What to do
Each record has to be returned exactly as it appears.
::: Data for this task :::
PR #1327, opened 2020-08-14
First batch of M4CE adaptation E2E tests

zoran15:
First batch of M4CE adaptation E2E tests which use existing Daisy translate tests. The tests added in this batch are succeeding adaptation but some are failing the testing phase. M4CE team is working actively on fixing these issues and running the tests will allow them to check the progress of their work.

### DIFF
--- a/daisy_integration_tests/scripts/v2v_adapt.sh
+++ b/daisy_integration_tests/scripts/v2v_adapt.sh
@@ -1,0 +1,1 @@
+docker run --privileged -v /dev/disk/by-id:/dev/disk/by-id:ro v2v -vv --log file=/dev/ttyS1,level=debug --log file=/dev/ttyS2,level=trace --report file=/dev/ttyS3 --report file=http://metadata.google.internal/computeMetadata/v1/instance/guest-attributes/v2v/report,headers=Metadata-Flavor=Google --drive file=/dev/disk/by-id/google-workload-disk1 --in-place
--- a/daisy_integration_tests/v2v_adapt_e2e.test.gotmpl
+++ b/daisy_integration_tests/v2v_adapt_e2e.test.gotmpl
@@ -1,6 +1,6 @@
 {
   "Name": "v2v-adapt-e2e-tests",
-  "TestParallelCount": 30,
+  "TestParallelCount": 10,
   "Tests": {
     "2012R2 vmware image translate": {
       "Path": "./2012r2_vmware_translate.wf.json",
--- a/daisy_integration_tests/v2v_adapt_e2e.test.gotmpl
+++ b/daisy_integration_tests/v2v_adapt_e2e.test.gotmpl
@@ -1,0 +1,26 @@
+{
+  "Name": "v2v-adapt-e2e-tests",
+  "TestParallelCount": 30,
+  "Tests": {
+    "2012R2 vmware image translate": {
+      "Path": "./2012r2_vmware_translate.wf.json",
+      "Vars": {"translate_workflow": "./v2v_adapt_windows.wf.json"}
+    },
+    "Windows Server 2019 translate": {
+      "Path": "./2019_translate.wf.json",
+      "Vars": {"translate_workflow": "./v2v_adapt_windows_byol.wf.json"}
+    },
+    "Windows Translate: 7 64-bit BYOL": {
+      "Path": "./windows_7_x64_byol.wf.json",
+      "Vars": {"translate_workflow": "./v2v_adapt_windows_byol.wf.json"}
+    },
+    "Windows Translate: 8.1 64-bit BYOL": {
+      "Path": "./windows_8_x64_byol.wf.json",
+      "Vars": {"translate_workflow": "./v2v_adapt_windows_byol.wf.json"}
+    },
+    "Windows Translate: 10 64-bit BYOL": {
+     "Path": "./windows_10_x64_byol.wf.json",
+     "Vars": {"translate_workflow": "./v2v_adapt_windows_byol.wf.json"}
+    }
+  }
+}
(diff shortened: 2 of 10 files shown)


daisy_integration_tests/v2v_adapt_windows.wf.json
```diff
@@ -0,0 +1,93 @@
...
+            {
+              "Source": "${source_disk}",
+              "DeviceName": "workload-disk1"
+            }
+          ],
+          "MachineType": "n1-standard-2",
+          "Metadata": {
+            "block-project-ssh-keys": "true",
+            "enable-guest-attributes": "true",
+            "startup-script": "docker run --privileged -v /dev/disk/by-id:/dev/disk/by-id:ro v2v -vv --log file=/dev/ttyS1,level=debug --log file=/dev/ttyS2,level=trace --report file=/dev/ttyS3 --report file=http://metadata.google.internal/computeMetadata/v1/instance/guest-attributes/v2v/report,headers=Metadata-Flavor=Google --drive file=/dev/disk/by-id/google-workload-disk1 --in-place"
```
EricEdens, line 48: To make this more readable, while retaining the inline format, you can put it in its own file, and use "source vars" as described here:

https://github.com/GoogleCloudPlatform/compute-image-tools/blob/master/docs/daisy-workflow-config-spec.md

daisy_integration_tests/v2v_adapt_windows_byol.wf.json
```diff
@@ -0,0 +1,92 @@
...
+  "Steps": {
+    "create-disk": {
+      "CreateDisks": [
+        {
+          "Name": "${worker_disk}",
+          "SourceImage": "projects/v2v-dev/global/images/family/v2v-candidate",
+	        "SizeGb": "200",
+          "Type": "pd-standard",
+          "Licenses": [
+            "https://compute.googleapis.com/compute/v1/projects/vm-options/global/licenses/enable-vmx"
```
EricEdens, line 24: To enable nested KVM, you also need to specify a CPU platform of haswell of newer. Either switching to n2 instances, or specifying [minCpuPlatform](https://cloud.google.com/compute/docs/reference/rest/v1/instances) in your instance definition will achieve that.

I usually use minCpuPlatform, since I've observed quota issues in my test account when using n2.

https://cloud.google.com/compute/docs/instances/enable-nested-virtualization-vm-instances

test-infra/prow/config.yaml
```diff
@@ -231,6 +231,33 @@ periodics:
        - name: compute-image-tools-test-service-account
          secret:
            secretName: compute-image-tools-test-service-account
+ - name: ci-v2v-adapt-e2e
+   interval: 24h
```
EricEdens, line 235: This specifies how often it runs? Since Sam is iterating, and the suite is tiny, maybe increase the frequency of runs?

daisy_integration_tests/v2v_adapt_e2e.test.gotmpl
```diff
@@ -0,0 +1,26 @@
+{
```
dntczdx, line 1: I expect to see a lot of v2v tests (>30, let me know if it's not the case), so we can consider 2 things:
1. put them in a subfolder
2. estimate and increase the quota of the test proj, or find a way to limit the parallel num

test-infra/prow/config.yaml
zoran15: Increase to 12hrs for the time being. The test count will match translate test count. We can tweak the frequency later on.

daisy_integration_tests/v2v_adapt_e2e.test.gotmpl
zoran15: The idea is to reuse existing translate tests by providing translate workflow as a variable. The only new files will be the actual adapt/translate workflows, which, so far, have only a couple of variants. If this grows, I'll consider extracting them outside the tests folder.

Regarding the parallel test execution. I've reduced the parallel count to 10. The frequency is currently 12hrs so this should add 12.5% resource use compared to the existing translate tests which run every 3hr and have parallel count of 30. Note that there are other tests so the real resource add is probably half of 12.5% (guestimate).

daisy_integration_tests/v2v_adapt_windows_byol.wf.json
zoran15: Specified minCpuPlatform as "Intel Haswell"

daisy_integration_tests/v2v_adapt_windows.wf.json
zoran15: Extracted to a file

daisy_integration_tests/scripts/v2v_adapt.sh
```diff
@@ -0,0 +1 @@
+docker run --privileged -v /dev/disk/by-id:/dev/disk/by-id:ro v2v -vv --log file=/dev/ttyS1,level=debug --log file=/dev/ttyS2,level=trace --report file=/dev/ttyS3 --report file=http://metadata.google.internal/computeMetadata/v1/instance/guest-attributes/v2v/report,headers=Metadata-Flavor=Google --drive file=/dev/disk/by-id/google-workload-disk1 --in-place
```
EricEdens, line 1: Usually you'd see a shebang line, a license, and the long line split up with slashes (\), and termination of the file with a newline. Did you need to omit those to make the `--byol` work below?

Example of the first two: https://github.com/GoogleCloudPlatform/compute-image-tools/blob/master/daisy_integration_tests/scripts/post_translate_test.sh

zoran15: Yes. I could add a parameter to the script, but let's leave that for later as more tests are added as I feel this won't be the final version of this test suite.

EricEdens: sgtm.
:::
Answer section
PR #1327, opened 2020-08-14
First batch of M4CE adaptation E2E tests

zoran15:
First batch of M4CE adaptation E2E tests which use existing Daisy translate tests. The tests added in this batch are succeeding adaptation but some are failing the testing phase. M4CE team is working actively on fixing these issues and running the tests will allow them to check the progress of their work.

### DIFF
--- a/daisy_integration_tests/scripts/v2v_adapt.sh
+++ b/daisy_integration_tests/scripts/v2v_adapt.sh
@@ -1,0 +1,1 @@
+docker run --privileged -v /dev/disk/by-id:/dev/disk/by-id:ro v2v -vv --log file=/dev/ttyS1,level=debug --log file=/dev/ttyS2,level=trace --report file=/dev/ttyS3 --report file=http://metadata.google.internal/computeMetadata/v1/instance/guest-attributes/v2v/report,headers=Metadata-Flavor=Google --drive file=/dev/disk/by-id/google-workload-disk1 --in-place
--- a/daisy_integration_tests/v2v_adapt_e2e.test.gotmpl
+++ b/daisy_integration_tests/v2v_adapt_e2e.test.gotmpl
@@ -1,6 +1,6 @@
 {
   "Name": "v2v-adapt-e2e-tests",
-  "TestParallelCount": 30,
+  "TestParallelCount": 10,
   "Tests": {
     "2012R2 vmware image translate": {
       "Path": "./2012r2_vmware_translate.wf.json",
--- a/daisy_integration_tests/v2v_adapt_e2e.test.gotmpl
+++ b/daisy_integration_tests/v2v_adapt_e2e.test.gotmpl
@@ -1,0 +1,26 @@
+{
+  "Name": "v2v-adapt-e2e-tests",
+  "TestParallelCount": 30,
+  "Tests": {
+    "2012R2 vmware image translate": {
+      "Path": "./2012r2_vmware_translate.wf.json",
+      "Vars": {"translate_workflow": "./v2v_adapt_windows.wf.json"}
+    },
+    "Windows Server 2019 translate": {
+      "Path": "./2019_translate.wf.json",
+      "Vars": {"translate_workflow": "./v2v_adapt_windows_byol.wf.json"}
+    },
+    "Windows Translate: 7 64-bit BYOL": {
+      "Path": "./windows_7_x64_byol.wf.json",
+      "Vars": {"translate_workflow": "./v2v_adapt_windows_byol.wf.json"}
+    },
+    "Windows Translate: 8.1 64-bit BYOL": {
+      "Path": "./windows_8_x64_byol.wf.json",
+      "Vars": {"translate_workflow": "./v2v_adapt_windows_byol.wf.json"}
+    },
+    "Windows Translate: 10 64-bit BYOL": {
+     "Path": "./windows_10_x64_byol.wf.json",
+     "Vars": {"translate_workflow": "./v2v_adapt_windows_byol.wf.json"}
+    }
+  }
+}
(diff shortened: 2 of 10 files shown)


daisy_integration_tests/v2v_adapt_windows.wf.json
```diff
@@ -0,0 +1,93 @@
...
+            {
+              "Source": "${source_disk}",
+              "DeviceName": "workload-disk1"
+            }
+          ],
+          "MachineType": "n1-standard-2",
+          "Metadata": {
+            "block-project-ssh-keys": "true",
+            "enable-guest-attributes": "true",
+            "startup-script": "docker run --privileged -v /dev/disk/by-id:/dev/disk/by-id:ro v2v -vv --log file=/dev/ttyS1,level=debug --log file=/dev/ttyS2,level=trace --report file=/dev/ttyS3 --report file=http://metadata.google.internal/computeMetadata/v1/instance/guest-attributes/v2v/report,headers=Metadata-Flavor=Google --drive file=/dev/disk/by-id/google-workload-disk1 --in-place"
```
EricEdens, line 48: To make this more readable, while retaining the inline format, you can put it in its own file, and use "source vars" as described here:

https://github.com/GoogleCloudPlatform/compute-image-tools/blob/master/docs/daisy-workflow-config-spec.md

daisy_integration_tests/v2v_adapt_windows_byol.wf.json
```diff
@@ -0,0 +1,92 @@
...
+  "Steps": {
+    "create-disk": {
+      "CreateDisks": [
+        {
+          "Name": "${worker_disk}",
+          "SourceImage": "projects/v2v-dev/global/images/family/v2v-candidate",
+	        "SizeGb": "200",
+          "Type": "pd-standard",
+          "Licenses": [
+            "https://compute.googleapis.com/compute/v1/projects/vm-options/global/licenses/enable-vmx"
```
EricEdens, line 24: To enable nested KVM, you also need to specify a CPU platform of haswell of newer. Either switching to n2 instances, or specifying [minCpuPlatform](https://cloud.google.com/compute/docs/reference/rest/v1/instances) in your instance definition will achieve that.

I usually use minCpuPlatform, since I've observed quota issues in my test account when using n2.

https://cloud.google.com/compute/docs/instances/enable-nested-virtualization-vm-instances

test-infra/prow/config.yaml
```diff
@@ -231,6 +231,33 @@ periodics:
        - name: compute-image-tools-test-service-account
          secret:
            secretName: compute-image-tools-test-service-account
+ - name: ci-v2v-adapt-e2e
+   interval: 24h
```
EricEdens, line 235: This specifies how often it runs? Since Sam is iterating, and the suite is tiny, maybe increase the frequency of runs?

daisy_integration_tests/v2v_adapt_e2e.test.gotmpl
```diff
@@ -0,0 +1,26 @@
+{
```
dntczdx, line 1: I expect to see a lot of v2v tests (>30, let me know if it's not the case), so we can consider 2 things:
1. put them in a subfolder
2. estimate and increase the quota of the test proj, or find a way to limit the parallel num

test-infra/prow/config.yaml
zoran15: Increase to 12hrs for the time being. The test count will match translate test count. We can tweak the frequency later on.

daisy_integration_tests/v2v_adapt_e2e.test.gotmpl
zoran15: The idea is to reuse existing translate tests by providing translate workflow as a variable. The only new files will be the actual adapt/translate workflows, which, so far, have only a couple of variants. If this grows, I'll consider extracting them outside the tests folder.

Regarding the parallel test execution. I've reduced the parallel count to 10. The frequency is currently 12hrs so this should add 12.5% resource use compared to the existing translate tests which run every 3hr and have parallel count of 30. Note that there are other tests so the real resource add is probably half of 12.5% (guestimate).

daisy_integration_tests/v2v_adapt_windows_byol.wf.json
zoran15: Specified minCpuPlatform as "Intel Haswell"

daisy_integration_tests/v2v_adapt_windows.wf.json
zoran15: Extracted to a file

daisy_integration_tests/scripts/v2v_adapt.sh
```diff
@@ -0,0 +1 @@
+docker run --privileged -v /dev/disk/by-id:/dev/disk/by-id:ro v2v -vv --log file=/dev/ttyS1,level=debug --log file=/dev/ttyS2,level=trace --report file=/dev/ttyS3 --report file=http://metadata.google.internal/computeMetadata/v1/instance/guest-attributes/v2v/report,headers=Metadata-Flavor=Google --drive file=/dev/disk/by-id/google-workload-disk1 --in-place
```
EricEdens, line 1: Usually you'd see a shebang line, a license, and the long line split up with slashes (\), and termination of the file with a newline. Did you need to omit those to make the `--byol` work below?

Example of the first two: https://github.com/GoogleCloudPlatform/compute-image-tools/blob/master/daisy_integration_tests/scripts/post_translate_test.sh

zoran15: Yes. I could add a parameter to the script, but let's leave that for later as more tests are added as I feel this won't be the final version of this test suite.

EricEdens: sgtm.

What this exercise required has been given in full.